--- START ---
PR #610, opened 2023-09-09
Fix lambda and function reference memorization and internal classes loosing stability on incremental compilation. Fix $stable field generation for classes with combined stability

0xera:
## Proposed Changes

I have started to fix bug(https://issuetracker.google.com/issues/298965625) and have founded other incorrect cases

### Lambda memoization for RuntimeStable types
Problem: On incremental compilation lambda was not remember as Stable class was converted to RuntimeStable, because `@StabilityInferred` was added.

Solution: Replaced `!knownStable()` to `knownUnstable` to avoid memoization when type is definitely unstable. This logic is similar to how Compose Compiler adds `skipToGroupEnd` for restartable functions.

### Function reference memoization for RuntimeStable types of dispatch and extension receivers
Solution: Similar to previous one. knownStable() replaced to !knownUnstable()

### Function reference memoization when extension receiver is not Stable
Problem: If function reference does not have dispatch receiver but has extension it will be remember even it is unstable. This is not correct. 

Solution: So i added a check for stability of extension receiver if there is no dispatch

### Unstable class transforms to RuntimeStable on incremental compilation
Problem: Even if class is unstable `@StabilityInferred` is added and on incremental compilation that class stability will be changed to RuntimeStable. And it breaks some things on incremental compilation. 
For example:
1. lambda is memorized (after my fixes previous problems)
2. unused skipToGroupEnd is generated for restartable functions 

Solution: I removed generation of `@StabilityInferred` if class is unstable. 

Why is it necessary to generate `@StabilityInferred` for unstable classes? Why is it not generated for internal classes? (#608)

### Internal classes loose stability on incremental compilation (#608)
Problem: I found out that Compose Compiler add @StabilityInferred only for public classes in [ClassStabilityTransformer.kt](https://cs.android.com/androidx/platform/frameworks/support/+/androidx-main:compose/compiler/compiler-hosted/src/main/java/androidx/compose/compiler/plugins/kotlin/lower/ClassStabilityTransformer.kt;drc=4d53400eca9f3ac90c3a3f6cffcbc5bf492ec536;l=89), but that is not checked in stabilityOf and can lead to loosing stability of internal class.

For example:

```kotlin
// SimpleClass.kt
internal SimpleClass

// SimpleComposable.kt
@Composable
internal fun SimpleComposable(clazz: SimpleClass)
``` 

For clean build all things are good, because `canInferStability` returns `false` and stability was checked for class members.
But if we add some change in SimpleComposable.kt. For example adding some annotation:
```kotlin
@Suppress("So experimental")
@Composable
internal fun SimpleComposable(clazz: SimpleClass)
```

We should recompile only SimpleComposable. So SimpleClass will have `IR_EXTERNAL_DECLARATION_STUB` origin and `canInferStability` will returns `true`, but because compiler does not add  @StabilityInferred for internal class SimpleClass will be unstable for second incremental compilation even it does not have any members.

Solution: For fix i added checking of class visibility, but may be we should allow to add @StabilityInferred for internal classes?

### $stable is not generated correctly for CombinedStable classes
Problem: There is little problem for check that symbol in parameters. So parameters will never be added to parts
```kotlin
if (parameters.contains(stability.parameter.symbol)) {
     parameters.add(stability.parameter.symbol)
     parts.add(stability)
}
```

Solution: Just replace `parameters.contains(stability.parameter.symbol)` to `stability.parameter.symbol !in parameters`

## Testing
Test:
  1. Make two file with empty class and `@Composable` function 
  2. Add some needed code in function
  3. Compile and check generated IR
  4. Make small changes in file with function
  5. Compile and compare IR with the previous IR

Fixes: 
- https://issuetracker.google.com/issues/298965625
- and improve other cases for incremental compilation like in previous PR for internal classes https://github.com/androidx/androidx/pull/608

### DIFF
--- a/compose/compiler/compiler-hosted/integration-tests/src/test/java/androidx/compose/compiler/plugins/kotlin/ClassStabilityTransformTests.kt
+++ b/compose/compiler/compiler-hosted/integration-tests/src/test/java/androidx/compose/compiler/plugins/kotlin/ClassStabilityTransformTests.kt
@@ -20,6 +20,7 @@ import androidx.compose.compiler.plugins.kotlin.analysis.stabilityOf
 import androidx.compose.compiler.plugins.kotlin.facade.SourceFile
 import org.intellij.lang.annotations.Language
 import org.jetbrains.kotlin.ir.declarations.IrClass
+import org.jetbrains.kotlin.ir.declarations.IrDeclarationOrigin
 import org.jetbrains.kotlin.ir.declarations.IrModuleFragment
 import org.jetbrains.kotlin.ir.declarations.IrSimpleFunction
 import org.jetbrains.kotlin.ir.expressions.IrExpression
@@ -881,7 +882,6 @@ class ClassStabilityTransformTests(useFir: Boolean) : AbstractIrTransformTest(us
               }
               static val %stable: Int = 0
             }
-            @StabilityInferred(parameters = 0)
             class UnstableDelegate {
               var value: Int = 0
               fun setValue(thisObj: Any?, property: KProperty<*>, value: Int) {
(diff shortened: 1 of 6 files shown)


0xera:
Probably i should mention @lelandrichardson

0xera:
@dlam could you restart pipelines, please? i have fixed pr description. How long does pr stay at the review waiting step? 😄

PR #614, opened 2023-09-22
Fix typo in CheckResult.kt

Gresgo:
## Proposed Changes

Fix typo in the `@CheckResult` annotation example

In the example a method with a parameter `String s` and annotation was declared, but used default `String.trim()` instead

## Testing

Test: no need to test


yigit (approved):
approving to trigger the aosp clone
--- END ---
■ Aim of the task ■
Only the count, no other text: how many lines in the listing above hold "some"?

■ Response to the task ■
3